#### [What is needed]
All of the data beneath this instruction is to be transcribed word for word.

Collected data
* * * * * * * * *

PR #2523, opened 2016-07-14
Allow multiple S1 processes

nidico:
* Don't use hardcoded `s1_process_url` for S1 header buttons
* Show meaningful process information in header and landing page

* * * * * * * * *

#### [Finished exercise]
PR #2523, opened 2016-07-14
Allow multiple S1 processes

nidico:
* Don't use hardcoded `s1_process_url` for S1 header buttons
* Show meaningful process information in header and landing page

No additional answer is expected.